Go through the entries below and say how many lines contain the string "hooks"; write only that number.

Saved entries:

/---

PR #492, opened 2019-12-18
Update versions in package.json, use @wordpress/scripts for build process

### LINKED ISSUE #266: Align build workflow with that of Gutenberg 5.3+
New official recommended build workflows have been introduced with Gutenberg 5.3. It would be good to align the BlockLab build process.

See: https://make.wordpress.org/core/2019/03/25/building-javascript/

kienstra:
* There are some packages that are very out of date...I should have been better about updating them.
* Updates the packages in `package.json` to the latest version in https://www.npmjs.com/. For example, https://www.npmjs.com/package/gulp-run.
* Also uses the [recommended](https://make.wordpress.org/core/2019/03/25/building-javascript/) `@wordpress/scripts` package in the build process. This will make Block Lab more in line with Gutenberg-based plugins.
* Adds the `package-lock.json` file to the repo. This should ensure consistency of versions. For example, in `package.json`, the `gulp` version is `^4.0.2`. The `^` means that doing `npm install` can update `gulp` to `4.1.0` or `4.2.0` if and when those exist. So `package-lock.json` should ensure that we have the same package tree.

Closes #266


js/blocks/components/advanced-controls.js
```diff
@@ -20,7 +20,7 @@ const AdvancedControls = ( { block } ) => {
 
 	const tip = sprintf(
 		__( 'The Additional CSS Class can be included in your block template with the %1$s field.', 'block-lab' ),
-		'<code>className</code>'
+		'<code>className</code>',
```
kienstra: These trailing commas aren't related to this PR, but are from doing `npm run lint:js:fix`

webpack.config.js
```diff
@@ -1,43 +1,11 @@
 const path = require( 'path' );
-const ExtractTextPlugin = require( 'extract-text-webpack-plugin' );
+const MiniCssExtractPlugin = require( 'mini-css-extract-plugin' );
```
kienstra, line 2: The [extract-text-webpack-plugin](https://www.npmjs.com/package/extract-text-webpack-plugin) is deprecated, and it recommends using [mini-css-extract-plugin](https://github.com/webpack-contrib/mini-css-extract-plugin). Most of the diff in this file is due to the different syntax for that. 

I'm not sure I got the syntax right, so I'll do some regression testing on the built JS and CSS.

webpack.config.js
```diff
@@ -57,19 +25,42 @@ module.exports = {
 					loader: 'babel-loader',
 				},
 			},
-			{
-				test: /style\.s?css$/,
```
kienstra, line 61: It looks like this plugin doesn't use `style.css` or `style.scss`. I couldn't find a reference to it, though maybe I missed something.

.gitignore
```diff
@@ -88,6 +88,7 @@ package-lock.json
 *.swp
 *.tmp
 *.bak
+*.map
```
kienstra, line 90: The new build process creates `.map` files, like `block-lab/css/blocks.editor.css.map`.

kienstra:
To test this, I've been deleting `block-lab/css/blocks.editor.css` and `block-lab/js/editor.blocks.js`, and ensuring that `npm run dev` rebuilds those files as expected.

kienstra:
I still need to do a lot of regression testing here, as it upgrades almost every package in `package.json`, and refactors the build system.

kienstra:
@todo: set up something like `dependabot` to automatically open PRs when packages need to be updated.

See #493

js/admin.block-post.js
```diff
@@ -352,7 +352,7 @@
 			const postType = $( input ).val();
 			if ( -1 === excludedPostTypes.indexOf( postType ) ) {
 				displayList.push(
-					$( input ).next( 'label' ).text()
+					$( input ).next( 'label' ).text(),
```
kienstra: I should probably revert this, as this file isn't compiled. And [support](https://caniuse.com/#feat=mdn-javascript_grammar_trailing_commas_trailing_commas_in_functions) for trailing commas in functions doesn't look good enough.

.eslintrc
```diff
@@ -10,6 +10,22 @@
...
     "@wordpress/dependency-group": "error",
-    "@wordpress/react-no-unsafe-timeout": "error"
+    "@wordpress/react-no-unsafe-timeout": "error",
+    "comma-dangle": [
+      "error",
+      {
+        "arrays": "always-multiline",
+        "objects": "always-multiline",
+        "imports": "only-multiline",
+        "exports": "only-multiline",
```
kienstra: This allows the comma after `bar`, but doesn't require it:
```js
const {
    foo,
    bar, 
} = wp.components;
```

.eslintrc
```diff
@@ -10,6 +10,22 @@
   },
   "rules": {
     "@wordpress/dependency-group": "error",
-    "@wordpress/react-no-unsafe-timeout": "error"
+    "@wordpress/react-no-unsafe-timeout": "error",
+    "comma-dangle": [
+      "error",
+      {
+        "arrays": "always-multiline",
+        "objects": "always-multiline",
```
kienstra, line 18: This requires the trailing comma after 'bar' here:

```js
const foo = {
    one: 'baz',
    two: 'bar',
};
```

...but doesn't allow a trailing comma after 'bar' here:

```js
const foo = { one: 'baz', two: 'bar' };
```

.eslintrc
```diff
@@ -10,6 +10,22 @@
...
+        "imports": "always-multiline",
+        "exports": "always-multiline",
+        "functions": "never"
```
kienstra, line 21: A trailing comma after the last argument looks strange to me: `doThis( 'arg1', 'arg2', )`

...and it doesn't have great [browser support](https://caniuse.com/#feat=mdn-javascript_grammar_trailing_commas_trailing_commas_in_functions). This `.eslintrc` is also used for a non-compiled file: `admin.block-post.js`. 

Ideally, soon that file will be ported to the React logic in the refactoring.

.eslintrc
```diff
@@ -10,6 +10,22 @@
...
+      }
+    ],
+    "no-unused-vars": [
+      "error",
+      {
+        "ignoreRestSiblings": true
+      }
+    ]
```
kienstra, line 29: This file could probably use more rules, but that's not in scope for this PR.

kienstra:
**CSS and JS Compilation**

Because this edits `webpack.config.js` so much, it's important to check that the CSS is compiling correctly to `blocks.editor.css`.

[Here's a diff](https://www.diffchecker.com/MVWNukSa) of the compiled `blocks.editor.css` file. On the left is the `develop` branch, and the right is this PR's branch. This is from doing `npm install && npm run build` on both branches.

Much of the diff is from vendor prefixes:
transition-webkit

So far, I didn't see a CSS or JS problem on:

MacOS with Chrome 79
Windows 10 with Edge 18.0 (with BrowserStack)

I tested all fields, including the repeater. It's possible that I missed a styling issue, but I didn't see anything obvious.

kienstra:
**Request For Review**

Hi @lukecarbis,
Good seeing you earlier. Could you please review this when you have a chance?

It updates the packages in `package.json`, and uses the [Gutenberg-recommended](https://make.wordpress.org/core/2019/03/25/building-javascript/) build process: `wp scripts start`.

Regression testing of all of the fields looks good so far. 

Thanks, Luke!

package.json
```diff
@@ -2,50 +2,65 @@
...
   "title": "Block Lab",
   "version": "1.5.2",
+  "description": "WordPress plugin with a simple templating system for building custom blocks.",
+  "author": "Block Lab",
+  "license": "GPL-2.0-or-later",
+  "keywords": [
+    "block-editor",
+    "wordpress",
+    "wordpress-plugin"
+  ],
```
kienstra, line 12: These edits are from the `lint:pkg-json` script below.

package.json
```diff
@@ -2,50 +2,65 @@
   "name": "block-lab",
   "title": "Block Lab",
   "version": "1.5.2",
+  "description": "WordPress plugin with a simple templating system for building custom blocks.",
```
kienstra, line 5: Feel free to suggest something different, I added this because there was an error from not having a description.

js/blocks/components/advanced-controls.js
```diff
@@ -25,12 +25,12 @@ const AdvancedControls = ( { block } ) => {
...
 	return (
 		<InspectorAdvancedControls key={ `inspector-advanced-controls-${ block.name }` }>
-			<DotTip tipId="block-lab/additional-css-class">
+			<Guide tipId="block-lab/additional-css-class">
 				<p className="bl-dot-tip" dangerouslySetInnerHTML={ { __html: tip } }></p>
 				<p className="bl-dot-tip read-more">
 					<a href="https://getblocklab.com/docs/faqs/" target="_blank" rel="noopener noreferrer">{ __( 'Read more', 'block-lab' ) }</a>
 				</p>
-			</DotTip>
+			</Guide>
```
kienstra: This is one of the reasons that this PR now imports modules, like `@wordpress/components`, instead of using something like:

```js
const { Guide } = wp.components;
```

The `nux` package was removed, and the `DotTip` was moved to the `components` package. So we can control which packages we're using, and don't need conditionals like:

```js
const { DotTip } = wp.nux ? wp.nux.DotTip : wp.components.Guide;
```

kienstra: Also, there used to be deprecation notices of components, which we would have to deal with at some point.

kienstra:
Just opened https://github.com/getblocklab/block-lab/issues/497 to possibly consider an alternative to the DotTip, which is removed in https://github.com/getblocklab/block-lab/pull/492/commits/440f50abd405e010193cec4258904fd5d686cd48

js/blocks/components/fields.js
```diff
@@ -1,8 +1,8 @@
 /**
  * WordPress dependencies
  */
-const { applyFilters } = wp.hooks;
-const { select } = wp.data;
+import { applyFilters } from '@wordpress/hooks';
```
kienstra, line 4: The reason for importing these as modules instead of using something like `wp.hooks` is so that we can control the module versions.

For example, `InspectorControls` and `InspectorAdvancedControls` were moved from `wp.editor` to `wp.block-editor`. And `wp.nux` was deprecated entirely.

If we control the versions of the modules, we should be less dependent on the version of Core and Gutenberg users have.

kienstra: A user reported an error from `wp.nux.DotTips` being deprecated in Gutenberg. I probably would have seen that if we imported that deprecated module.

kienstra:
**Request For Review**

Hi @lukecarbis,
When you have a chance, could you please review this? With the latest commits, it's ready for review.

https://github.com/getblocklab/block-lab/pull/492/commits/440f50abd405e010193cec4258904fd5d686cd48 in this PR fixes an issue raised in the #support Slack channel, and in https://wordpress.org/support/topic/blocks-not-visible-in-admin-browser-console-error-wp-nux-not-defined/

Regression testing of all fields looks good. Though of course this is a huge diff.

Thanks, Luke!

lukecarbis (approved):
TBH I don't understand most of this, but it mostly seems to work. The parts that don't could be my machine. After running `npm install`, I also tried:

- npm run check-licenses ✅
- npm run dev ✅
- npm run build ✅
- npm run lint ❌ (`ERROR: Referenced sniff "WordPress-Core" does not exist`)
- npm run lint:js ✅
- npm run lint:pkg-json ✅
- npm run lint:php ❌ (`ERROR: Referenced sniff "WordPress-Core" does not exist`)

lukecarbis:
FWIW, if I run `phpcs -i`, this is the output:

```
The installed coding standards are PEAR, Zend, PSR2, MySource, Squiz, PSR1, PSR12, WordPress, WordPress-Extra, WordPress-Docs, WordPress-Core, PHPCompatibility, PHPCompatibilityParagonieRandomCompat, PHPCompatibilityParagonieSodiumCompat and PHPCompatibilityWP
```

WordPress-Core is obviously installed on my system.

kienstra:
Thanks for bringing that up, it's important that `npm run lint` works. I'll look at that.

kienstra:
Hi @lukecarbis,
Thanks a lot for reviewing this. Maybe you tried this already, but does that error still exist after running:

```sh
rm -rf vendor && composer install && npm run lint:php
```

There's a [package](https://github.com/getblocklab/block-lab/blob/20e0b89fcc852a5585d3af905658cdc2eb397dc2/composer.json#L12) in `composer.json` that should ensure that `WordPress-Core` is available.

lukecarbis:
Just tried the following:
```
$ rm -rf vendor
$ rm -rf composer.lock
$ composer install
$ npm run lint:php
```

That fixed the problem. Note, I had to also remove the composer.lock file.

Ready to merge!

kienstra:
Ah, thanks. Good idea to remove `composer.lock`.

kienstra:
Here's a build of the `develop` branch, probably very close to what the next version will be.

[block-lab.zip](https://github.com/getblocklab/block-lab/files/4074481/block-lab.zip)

\---

- [Reply] 3